Figure 4The distal pulmonary autograft is trimmed just above the aortic sino-tubular junction as it is known that redundant pulmonary artery tissue will be prone to dilatation. The aortic root wall is similarly trimmed to fit the height of the trimmed autograft. The distal ends of both the aortic and the pulmonary roots are then sutured together.
Figure 5The distal anastomosis of the pulmonary homograft to the pulmonary artery bifurcation is performed with 6/0 Prolene suture. Suturing this distal pulmonary anastomosis prior to neo-aorta to ascending aorta anastomosis allows this step to be completed with a better exposure. The proximal anastomosis of the homograft to the right ventricular opening is then completed.

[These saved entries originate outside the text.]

PR #7215, opened 2023-09-12
op-node: Add canyon network upgrade override

trianglesphere:
**Description**

Adds flags & config for the meadow network upgrade.


op-node/flags/flags.go
```diff
@@ -244,6 +244,12 @@ var (
 		EnvVars: prefixEnvVars("BETA_EXTRA_NETWORKS"),
 		Hidden:  true,
 	}
+	PostRegolithOverrideFlag = &cli.Uint64Flag{
+		Name:    "override.postregolith",
```
ajsutton: Similar to op-geth PR, it would be really nice if we could just pick a name for this fork and use it from the start.

ajsutton (approved):
Approved but with a preference to just nail someone down and make them pick a final name for the fork. :)

op-node/flags/flags.go
trianglesphere: naming it meadow

protolambda (commented):
Suggested hardfork naming changed again. Change looks good, but we may have to swap the name :sweat:

trianglesphere:
> Suggested hardfork naming changed again

Do we have a specific name we know we want to use? At this point I'd like to merge this so we can start working on it. I'm fine renaming it - that's easy.

trianglesphere:
@protolambda this needs your review b/c your the codeowner

protolambda (approved):

PR #7216, opened 2023-09-12
cannon: Use atomic write pattern to avoid leaving partially written files

ajsutton:
**Description**

 Use atomic write pattern to avoid leaving partially written files (reapply with fixes).

Writing to stdout is now done by setting the output to - and an empty string means do not write. Generating the cannon prestate no longer needs to write the output to `/dev/null`.


ajsutton:
Confirmed e2e tests are actually running this time. :)

protolambda (approved):

PR #7217, opened 2023-09-12
Airdrop 2 Onion Cli

spacesailor24:


packages/contracts-bedrock/.env.example
```diff
@@ -0,0 +1,5 @@
+GITHUB_TOKEN=
+SOURCE_FILE="/absolute/path/to/unclaimed_op_drop.txt"
+SANCTIONED_URL="https://raw.githubusercontent.com/ethereum-optimism/sanctioned-addresses/main/list.json"
+SANCTIONED_FILE="/absolute/path/to/sanctioned-addresses.json"
+SAVE_DESTINATION="/absolute/path/to/non-sanctioned-addresses.txt"
```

Figure 6Lastly, the new aortic root is sutured to the ascending aorta using a continuous Prolene suture. Great care is taken to suture the ascending aorta without distorting the 120 degrees distribution of the 3 commissures. If the aortic root is dilated, anastomosing the ends of the autograft and the native aorta might be stretching the sino-tubular junction. In order to prevent a size mismatch between the neo-aorta and the native ascending aorta and further dilatation of the ascending aorta, a triangular resection and suture-pliacation of the ascending aorta is utilized to match the size of the aortic sino-tubular junction and the ascending aorta.
We have used this technique in the past decade in the pediatric age in children as young as 3 years of age and, more frequently, in young adults and adolescents. We found this technique particularly suited to these ages when the predominant lesion what most call a bicuspid valve, which is probably more accurately described as a unicommissural aortic valve. The majority of these patients have a somewhat dilated aortic root. Some may believe that this dilatation of the aortic root should be a contraindication of the Ross procedure. We have found that in all cases we had an almost perfect match between the inner dimensions of these slightly dilated roots and the outside dimensions of the harvested autografts. We believe that the Ross procedure, as well as the inclusion technique described by Skillington, are feasible. We also find it very reassuring that this technique avoids any potential for coronary distortion because these vessels are not detached and reimplanted, but left in their native position.
In 1967 Donald Ross first described the use of a transplanted pulmonary autograft to replace an aortic valve in twelve patients stating that “As a living autograft, the transplanted pulmonary valve has the prospect of long-term or permanent survival, whilst retaining the advantages of an aortic homograft” the latter being the prevailing implant for aortic valve replacement at that time.1 Fast forward 55 years later, Mr. Ross’ prediction of long-term or permanent survival of the autograft remains controversial, particularly as it is applied to young and rapidly growing children and young infants who arguably would benefit the most from his procedure.